*** DATA FOR THIS TASK ***

PR #987, opened 2018-11-12
Adding a RELEASENOTES.md to the repository + adjusted the prepare script

kraenhansen:


docs/RELEASING.md
```diff
@@ -24,14 +24,15 @@ what it's basically doing:
 1. Checkout the branch
 2. Run `npm version` with the next version specified
 3. Save that new version from the `package.json` into the `package-lock.json`
-4. Commit in the two files changed
-5. Tag the commit with the new version
-6. Waiting for you to confirm the change - see
+4. Append the contents of RELEASENOTES.md into the CHANGELOG.md and restores the RELEASENOTES.md from a template.
```
nirinchev: There's a markdown trick where you can just set all numbers to 1 and it will generate incremental list, so you don't have to update everything when you want to insert something in the middle. E.g. this:

```
1. Foo
1. Bar
1. End
```

renders to

1. Foo
1. Bar
1. End

nirinchev (approved):
Looks good to me

docs/RELEASING.md
kraenhansen: Yeah - I know, thanks :) But my CDO likes the numbers to increment in the .md source too.

PR #989, opened 2018-11-12
Hide path-level permissions block for Query-based Realms

cmelchior:
Previous behavior: The `User permissions` block was shown for all Realm types. This was confusing as the Path-level permissions are not applicable to Query-based Realms.

New behavior: Hide `User Permissions` for `Reference` and `Partial` type Realms. Also push the buttons to the bottom of the screen, always.

We might want to consider showing the Realm-level permissions for `Partial` Realms in this block, but doing that is outside the scope of this PR.

---
image

image

image

image


kraenhansen (approved):
Looking good.

Perhaps it would make sense to add a note which making it obvious that user permissions are managed from within the Realm? I don't think that should hold this change back.

PR #1000, opened 2018-11-14
TSlint updated and errors fixed

kraenhansen:


src/services/data-importer/csv/CSVSchemaGenerator.ts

*** End of DATA FOR THIS TASK ***

§ DESCRIPTION OF THE TASK: Work through the entries above and report the number of lines that include "approved", with nothing else.

§ ANSWER TO THE EXERCISE: 2